Excerpted records section start
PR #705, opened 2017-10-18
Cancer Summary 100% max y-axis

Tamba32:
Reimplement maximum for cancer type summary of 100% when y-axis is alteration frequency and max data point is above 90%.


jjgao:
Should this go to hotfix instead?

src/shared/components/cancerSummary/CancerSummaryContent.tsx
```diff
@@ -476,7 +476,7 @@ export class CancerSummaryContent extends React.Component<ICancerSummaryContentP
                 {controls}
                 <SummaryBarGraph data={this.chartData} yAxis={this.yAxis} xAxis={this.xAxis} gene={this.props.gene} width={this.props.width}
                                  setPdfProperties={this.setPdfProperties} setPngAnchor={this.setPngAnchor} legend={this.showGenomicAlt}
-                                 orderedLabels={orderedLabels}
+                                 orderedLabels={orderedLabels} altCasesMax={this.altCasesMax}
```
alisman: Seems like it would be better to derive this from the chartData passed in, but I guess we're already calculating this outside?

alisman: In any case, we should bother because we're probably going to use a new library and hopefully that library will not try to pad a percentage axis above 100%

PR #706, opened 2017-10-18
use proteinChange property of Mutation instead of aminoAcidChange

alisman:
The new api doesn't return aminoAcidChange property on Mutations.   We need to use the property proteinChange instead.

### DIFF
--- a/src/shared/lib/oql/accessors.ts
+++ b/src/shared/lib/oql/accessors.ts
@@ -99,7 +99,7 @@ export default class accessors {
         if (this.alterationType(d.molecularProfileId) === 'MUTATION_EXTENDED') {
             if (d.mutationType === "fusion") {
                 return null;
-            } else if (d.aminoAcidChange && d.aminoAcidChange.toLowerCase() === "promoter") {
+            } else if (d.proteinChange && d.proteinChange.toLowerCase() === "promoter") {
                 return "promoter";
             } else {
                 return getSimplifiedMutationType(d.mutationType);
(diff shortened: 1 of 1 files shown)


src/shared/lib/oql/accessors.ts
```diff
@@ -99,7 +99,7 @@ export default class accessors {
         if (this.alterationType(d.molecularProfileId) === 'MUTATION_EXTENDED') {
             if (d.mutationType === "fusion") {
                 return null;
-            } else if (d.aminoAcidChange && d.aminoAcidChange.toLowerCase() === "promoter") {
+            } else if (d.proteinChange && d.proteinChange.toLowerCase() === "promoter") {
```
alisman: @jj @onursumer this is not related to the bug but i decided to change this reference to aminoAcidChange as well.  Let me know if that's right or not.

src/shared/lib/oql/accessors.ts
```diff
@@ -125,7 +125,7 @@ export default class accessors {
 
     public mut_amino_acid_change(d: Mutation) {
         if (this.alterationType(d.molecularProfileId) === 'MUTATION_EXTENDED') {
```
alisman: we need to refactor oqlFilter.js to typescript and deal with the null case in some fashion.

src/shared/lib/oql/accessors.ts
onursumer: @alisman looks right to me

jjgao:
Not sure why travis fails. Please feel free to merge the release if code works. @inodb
Excerpted records section end
Excerpted records section start
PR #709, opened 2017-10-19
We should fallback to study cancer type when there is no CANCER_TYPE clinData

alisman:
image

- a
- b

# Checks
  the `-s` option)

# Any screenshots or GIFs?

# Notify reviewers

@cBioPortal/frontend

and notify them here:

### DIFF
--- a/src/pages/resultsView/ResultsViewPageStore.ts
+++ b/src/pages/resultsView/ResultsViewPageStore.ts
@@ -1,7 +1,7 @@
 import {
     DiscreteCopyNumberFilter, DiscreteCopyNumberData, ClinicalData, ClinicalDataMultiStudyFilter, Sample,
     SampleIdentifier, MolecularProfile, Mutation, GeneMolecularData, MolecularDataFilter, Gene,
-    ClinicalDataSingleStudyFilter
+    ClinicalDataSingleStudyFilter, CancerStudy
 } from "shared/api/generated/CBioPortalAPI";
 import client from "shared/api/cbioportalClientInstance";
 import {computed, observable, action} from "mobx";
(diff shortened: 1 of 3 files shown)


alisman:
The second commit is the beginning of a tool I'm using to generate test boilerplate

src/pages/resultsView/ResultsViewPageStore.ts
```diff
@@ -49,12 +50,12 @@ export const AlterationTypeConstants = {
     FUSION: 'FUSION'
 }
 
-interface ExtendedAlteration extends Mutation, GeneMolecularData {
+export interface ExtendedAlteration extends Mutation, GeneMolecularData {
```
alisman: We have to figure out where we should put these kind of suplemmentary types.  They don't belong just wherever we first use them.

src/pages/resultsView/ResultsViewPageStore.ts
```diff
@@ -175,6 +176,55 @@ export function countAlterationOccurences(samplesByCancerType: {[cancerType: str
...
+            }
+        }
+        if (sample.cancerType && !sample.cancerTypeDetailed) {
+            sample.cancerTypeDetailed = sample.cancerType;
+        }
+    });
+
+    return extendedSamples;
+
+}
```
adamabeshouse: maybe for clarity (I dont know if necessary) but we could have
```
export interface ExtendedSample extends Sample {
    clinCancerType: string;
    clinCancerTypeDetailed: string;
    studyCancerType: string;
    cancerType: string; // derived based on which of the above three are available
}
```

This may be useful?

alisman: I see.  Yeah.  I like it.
Excerpted records section end
Excerpted records section start
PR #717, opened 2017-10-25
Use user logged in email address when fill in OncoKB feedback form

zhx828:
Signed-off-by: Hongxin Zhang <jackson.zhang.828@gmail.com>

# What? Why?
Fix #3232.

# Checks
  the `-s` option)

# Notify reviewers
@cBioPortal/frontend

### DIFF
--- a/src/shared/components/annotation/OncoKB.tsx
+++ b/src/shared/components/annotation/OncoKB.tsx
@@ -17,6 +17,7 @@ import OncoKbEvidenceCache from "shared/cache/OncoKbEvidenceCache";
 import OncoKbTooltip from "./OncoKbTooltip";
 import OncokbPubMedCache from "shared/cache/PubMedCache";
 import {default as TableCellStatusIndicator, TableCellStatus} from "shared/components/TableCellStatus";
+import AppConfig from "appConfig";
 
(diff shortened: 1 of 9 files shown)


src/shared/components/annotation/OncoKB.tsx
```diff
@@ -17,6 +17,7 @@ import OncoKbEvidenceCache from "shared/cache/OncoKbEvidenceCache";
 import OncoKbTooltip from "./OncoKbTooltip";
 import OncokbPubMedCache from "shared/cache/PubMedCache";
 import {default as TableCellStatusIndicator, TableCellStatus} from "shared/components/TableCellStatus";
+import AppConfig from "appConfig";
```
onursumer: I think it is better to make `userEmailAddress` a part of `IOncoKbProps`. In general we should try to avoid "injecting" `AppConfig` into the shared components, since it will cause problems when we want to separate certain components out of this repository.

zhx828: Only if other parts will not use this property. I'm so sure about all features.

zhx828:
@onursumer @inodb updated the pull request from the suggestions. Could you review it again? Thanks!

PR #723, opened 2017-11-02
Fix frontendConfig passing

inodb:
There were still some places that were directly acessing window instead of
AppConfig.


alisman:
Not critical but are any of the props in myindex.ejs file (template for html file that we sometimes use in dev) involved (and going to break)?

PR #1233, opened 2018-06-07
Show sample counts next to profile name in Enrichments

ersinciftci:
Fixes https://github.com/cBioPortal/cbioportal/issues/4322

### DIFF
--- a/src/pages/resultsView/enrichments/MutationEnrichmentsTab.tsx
Excerpted records section end
**Problem:**
Provide the number of lines in the records above that contain the word "orderedLabels", with no additional words.

**Result:**
2